Tsk tsk. You guys don't instantly recognize the combination jω?

[tex] j = \sqrt{-1} [/tex]

I know I know. Those crazy electrical engineers...and omega is of course the angular frequency. What you are looking at is the calculation of the Fourier transform of a discrete time signal x[n], n in the set of integers.

Anyway, you must be wondering, if that's a complex exponential, then how could the series possibly converge? Well it's a moot point, because I made a mistake. Originally I had:

[tex] X(e^{j \omega}) = \sum_{n=-\infty}^{\infty}x[n]e^{-j \omega n} = \sum_{n=-\infty}^{-1}\left(\frac{1}{2}\right)^{-n}e^{-j \omega n} [/tex]
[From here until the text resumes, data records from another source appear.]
PR #29, opened 2015-04-13
integratej2objc to work with bundle

brunobowden:
- uses bundle for integratej2objc (prefer RubyGem in the future)
- comment improvements, particularly for dependency chains

### DIFF
--- a/j2objc.gradle
+++ b/j2objc.gradle
@@ -284,6 +284,8 @@ class J2objcUtils {
 class J2objcCycleFinderTask extends DefaultTask {
 
     @InputFiles FileCollection srcFiles
+    // TODO: declare @OutputXXX so gradle knows if task is up to date
+    // TODO: http://stackoverflow.com/questions/29599011/up-to-date-gradle-task-status-when-it-has-no-output
 
     @TaskAction
     def cycleFinder() {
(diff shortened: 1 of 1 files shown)


brunobowden:
@confile, @jonnolen @formvoltron

Please take a look. This gets integratej2objc working for now.

@jonnolen - please update the install instructions for now:
https://github.com/developertown/integratej2objc/#installation

formvoltron:
I'll give it a try, just one more thing I hit was setting the use-arc flag.  I'd read it somewhere else and could figure out where to change it, but it seems like something most people will want to set and so may as well expose that in your suggested settings that get placed in the build.gradle file.

formvoltron:
gradle --stacktrace j2objcXcode

It says "build successful", but I also get this output:

ERROR: "integratej2objc integrate_source" was called with arguments ["-p", "/Users/mattpease/Documents/basic"]
Usage: "integratej2objc integrate_source -g, --group=GROUP -s, --source-root=SOURCE_ROOT -t, --target=TARGET -x, --xcodeproj=XCODEPROJ"
Linked 20 files to Xcode project basic.xcodeproj

formvoltron:
There does not seem to be a -p option on the integratej2objc tool.

*     j2objcXcode       - Xcode project file import and target configuration
Also, based on the description inside j2objc.gradle, I'd expect the j2objcXcode target to ensure that Xcode is setup properly with link flags, etc, as described here:
https://github.com/google/j2objc/wiki/Xcode-Build-Rules#update-the-build-settings

 It does not seem to do that.  Or is that what integratej2objc will do?

confile:
@brunobowden okay you can merge this.

confile:
@formvoltron the ``-p`` option is a little bit confusing. It still exist but was removed from the docu.

formvoltron:
@confile I was getting this error

ERROR: "integratej2objc integrate_source" was called with arguments ["-p", "/Users/mattpease/Documents/fred"]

Which I should have expressed like so:

[tex] \sum_{n=-\infty}^{-1}\left[\left(\frac{1}{2}\right)^{-1}e^{-j \omega }\right]^n [/tex]

which is decidedly different from what I started out with in my first post. It becomes (setting m = -n):

[tex] \sum_{m=1}^{\infty}\left(\frac{1}{2}e^{j \omega }\right)^m = \frac{\frac{1}{2}e^{j \omega }}{1 - \frac{1}{2}e^{j \omega }}[/tex]

Correct?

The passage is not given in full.